(Records from a collection)
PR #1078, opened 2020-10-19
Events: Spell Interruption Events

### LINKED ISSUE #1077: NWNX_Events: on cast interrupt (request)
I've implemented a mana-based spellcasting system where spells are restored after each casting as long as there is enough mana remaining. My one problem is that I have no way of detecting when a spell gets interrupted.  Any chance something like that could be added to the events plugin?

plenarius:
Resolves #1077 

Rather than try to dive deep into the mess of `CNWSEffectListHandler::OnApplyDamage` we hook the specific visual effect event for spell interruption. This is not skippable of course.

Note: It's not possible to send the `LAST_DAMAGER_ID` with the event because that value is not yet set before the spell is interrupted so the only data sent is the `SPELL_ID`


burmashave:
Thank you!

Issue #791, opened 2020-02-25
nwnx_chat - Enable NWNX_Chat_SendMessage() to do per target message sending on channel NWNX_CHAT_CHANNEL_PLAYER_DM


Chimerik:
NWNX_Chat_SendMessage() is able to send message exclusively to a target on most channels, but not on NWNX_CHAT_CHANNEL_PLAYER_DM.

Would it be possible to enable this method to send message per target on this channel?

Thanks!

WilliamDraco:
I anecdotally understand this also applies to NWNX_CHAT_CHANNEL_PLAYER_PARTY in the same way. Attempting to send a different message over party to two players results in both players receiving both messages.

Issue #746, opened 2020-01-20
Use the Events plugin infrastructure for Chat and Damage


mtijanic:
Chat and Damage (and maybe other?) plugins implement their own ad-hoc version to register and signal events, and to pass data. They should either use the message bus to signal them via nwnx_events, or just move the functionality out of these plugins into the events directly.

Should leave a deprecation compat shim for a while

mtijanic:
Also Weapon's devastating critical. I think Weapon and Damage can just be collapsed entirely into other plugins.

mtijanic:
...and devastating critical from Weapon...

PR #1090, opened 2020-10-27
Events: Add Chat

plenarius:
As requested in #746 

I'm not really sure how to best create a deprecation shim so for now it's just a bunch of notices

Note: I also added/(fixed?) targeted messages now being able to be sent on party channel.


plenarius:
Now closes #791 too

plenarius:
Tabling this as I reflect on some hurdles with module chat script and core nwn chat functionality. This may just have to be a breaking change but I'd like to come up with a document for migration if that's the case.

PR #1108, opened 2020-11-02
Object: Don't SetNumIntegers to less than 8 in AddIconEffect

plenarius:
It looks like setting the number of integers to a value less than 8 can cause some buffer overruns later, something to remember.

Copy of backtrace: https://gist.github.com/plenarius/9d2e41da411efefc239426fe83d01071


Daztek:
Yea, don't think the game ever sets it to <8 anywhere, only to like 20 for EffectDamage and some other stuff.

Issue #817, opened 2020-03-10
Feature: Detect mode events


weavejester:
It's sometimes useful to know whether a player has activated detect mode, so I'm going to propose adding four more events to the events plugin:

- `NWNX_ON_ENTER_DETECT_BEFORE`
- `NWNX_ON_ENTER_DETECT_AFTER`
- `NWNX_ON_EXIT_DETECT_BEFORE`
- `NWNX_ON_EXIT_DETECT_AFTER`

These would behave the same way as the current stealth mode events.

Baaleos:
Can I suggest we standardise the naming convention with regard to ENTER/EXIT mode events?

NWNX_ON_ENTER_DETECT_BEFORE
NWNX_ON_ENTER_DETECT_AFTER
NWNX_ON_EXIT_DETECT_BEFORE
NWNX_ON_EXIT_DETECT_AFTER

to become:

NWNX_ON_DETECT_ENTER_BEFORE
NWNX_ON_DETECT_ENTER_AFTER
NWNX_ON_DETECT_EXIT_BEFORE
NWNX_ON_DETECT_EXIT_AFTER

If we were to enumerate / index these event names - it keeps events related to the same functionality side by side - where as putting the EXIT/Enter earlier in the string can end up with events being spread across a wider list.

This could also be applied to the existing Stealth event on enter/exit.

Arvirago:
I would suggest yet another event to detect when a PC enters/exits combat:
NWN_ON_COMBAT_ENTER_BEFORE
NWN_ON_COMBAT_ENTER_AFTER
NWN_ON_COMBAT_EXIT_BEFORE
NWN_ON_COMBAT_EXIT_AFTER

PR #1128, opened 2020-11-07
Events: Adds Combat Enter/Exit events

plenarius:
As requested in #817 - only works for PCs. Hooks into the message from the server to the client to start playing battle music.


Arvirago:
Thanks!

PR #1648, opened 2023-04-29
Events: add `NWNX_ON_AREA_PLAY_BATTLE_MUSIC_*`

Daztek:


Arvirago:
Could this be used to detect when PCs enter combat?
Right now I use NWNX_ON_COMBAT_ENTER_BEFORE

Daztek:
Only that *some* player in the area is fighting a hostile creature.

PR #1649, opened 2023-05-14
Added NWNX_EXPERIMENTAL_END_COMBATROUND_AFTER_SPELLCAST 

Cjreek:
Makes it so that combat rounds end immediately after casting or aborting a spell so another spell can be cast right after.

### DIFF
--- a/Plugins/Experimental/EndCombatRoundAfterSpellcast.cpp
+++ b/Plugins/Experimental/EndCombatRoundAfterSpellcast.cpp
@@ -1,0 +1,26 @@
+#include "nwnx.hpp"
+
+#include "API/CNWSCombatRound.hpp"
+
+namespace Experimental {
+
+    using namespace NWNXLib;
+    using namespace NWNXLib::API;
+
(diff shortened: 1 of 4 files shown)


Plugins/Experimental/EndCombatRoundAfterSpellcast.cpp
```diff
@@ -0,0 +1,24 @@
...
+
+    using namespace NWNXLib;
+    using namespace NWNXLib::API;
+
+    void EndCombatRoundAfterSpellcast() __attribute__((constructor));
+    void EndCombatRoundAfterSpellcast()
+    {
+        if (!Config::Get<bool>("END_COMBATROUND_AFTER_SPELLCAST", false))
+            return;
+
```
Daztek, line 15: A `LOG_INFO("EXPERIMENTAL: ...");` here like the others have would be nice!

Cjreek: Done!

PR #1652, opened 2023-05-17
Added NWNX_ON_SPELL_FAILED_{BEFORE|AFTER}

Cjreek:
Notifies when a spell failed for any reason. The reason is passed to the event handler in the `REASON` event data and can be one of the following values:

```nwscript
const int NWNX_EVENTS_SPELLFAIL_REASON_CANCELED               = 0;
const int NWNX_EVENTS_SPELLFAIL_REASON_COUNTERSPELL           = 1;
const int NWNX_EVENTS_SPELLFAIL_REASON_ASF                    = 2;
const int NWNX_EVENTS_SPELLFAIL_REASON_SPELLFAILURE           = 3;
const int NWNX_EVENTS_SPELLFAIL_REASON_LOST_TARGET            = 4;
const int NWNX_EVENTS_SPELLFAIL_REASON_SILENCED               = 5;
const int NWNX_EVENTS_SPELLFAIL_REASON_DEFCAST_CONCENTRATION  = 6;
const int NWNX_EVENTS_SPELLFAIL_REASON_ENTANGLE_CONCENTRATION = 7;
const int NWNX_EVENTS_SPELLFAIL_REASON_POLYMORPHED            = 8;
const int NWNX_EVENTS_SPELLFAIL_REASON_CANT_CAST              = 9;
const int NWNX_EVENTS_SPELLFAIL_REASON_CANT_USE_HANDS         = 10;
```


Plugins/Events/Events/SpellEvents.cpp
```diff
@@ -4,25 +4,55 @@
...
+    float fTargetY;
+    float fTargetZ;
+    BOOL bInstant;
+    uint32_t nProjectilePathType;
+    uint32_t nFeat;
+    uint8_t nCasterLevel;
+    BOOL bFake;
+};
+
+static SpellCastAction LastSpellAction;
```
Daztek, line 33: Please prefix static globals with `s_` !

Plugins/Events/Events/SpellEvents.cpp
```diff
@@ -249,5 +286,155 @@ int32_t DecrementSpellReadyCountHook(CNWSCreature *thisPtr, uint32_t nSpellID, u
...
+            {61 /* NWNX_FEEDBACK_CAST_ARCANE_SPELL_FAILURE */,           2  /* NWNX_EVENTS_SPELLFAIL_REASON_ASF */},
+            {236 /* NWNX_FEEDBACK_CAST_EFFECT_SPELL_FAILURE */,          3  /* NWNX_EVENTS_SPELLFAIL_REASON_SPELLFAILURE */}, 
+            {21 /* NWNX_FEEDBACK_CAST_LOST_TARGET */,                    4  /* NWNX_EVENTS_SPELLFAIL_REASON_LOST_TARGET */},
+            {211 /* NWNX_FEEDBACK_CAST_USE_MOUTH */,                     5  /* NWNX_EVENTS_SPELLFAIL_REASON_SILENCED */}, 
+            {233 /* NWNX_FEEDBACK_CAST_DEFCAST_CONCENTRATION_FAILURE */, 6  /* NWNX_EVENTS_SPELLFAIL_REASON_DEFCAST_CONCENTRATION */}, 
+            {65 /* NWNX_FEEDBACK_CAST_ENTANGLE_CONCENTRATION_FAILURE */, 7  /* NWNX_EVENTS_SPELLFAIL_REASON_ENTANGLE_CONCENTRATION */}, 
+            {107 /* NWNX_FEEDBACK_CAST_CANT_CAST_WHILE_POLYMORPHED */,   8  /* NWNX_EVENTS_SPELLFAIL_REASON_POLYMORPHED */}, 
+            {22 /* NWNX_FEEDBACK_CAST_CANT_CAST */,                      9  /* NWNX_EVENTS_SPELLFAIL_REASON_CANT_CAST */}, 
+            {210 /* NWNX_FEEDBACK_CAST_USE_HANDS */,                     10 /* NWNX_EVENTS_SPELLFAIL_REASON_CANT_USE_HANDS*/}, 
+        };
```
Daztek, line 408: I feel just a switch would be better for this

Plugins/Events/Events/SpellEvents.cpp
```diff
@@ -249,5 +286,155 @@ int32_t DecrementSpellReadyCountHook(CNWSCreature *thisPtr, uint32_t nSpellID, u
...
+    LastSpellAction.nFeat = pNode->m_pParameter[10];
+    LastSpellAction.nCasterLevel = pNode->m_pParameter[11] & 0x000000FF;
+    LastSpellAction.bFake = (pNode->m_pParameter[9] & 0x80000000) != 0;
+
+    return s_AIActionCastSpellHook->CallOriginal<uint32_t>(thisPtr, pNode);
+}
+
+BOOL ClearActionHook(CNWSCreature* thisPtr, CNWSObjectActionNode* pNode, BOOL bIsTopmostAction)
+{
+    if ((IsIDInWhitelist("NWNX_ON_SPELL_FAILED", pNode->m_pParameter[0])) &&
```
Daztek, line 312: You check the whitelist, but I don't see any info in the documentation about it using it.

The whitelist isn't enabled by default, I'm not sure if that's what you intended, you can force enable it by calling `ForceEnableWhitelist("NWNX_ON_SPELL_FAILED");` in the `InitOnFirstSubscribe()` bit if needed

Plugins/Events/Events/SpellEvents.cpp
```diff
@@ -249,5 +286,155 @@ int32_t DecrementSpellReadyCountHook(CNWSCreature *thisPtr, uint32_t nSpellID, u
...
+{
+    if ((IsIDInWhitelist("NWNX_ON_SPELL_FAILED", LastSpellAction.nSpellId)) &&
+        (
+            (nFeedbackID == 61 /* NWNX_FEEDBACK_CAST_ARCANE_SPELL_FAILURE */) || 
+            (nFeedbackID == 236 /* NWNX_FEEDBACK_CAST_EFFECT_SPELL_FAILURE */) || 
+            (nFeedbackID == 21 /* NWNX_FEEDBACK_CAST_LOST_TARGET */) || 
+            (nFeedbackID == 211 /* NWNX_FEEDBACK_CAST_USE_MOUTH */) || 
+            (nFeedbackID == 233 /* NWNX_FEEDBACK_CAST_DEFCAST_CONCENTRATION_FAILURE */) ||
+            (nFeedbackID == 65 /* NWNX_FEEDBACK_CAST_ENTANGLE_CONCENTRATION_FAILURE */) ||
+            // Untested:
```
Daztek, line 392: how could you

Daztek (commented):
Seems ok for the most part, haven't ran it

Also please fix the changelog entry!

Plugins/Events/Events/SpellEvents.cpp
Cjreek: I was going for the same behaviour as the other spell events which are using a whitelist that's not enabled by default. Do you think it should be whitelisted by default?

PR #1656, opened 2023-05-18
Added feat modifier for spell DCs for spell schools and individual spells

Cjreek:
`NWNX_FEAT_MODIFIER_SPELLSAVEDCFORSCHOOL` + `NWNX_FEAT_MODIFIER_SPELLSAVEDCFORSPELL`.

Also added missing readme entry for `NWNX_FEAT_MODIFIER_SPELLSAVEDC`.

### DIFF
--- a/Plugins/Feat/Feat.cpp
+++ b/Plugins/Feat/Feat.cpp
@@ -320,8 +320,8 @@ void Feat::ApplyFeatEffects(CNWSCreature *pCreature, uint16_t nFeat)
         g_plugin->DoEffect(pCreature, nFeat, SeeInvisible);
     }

--

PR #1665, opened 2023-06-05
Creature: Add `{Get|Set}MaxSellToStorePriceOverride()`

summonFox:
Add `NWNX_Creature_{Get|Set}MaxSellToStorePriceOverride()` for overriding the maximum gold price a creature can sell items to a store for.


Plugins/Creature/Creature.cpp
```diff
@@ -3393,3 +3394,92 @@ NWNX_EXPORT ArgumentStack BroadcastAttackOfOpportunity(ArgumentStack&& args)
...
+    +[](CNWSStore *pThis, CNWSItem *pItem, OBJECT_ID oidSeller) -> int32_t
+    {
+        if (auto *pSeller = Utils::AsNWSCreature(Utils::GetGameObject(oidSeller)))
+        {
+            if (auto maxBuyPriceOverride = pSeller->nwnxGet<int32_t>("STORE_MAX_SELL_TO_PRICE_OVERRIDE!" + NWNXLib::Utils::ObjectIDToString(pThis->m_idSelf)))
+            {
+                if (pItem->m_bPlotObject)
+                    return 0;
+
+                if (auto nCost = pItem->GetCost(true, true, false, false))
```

* * *

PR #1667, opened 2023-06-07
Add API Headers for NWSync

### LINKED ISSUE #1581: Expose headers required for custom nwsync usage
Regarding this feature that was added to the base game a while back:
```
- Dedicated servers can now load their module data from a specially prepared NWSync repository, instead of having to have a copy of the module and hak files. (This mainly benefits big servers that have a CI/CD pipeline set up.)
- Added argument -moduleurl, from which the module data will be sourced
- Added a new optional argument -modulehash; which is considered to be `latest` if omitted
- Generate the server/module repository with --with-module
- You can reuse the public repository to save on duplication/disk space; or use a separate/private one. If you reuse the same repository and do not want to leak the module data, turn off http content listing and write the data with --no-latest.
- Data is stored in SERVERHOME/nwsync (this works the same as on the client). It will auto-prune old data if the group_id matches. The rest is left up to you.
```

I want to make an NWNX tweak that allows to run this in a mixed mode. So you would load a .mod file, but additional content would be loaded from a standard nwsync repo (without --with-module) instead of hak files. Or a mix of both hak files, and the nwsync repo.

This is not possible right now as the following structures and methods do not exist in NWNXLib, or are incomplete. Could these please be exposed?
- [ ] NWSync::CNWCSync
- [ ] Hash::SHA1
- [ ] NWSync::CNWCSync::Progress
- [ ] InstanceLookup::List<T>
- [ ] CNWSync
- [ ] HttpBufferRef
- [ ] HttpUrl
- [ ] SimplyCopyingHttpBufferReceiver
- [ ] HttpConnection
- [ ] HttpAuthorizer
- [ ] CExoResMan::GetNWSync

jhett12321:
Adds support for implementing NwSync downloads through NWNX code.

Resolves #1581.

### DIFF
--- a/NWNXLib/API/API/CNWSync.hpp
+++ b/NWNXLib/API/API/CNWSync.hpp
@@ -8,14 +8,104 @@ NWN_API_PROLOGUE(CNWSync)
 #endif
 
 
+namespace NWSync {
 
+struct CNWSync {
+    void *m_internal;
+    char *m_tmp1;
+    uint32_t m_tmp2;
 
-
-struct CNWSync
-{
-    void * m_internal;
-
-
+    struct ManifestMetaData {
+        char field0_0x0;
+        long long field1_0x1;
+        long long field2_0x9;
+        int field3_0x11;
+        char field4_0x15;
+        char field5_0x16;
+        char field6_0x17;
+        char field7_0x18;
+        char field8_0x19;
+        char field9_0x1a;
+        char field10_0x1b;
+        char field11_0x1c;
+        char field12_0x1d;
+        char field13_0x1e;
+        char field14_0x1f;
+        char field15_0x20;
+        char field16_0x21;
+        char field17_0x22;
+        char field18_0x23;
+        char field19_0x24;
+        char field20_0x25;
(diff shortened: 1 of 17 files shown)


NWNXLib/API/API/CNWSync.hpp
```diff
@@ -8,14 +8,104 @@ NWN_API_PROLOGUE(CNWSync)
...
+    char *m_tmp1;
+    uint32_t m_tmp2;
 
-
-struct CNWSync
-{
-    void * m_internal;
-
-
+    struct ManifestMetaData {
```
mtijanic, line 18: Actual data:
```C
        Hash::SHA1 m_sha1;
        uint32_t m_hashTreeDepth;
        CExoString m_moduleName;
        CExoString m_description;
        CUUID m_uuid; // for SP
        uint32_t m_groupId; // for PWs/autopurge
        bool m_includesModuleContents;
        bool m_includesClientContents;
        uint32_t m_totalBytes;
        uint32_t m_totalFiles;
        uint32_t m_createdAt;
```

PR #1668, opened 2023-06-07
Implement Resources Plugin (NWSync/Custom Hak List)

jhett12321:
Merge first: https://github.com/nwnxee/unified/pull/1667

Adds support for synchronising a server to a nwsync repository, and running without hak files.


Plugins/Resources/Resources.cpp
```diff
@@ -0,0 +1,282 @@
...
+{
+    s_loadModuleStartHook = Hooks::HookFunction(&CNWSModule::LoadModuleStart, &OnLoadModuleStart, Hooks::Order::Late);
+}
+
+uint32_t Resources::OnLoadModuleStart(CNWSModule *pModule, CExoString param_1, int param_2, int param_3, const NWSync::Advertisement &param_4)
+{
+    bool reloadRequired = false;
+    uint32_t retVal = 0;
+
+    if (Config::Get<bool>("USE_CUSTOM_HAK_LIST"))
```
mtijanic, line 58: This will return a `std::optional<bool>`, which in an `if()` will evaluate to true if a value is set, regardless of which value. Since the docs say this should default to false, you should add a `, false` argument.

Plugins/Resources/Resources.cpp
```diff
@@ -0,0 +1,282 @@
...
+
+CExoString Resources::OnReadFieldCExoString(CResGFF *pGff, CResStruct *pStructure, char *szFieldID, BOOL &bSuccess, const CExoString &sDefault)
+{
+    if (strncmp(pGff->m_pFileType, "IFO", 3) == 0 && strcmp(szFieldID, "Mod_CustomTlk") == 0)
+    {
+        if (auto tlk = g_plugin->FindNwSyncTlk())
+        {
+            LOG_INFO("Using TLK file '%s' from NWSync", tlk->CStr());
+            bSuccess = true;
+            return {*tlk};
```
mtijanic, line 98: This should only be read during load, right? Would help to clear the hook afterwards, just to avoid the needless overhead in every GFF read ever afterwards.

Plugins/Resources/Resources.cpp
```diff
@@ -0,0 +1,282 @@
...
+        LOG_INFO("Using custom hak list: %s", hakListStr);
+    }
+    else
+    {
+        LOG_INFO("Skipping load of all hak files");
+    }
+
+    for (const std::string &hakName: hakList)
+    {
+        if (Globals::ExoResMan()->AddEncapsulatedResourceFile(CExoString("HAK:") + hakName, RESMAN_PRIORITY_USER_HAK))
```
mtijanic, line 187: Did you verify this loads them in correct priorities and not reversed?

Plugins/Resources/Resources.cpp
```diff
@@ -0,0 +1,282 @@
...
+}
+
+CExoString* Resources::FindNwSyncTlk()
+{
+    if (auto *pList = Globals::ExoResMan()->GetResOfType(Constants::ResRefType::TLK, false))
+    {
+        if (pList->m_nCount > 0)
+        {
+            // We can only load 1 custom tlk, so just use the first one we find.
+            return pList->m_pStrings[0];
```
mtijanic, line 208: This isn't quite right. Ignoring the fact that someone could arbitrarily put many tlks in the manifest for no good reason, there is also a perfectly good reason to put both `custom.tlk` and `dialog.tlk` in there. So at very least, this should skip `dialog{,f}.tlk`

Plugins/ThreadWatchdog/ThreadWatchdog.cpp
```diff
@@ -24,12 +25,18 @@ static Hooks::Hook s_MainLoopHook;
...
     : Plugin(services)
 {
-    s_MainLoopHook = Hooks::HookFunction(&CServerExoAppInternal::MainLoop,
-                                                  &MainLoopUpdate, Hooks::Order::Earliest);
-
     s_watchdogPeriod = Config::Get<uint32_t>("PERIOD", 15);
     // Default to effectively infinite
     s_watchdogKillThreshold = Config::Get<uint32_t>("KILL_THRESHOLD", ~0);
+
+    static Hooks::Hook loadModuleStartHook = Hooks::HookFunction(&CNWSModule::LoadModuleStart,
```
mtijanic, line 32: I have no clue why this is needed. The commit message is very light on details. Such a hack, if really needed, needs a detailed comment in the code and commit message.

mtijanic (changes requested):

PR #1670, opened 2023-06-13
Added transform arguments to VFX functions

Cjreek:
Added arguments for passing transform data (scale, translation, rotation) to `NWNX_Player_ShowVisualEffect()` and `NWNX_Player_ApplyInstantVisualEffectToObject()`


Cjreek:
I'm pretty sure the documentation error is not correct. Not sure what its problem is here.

• _WHAT IS REQUIRED_
What you give back should be only the lines of the records above, starting at the line with "### LINKED ISSUE #1077: NWNX_Events: on" and ending at the line with "Rather than try", restated word for word.

• _WRITTEN SOLUTION_
### LINKED ISSUE #1077: NWNX_Events: on cast interrupt (request)
I've implemented a mana-based spellcasting system where spells are restored after each casting as long as there is enough mana remaining. My one problem is that I have no way of detecting when a spell gets interrupted.  Any chance something like that could be added to the events plugin?

plenarius:
Resolves #1077 

Rather than try to dive deep into the mess of `CNWSEffectListHandler::OnApplyDamage` we hook the specific visual effect event for spell interruption. This is not skippable of course.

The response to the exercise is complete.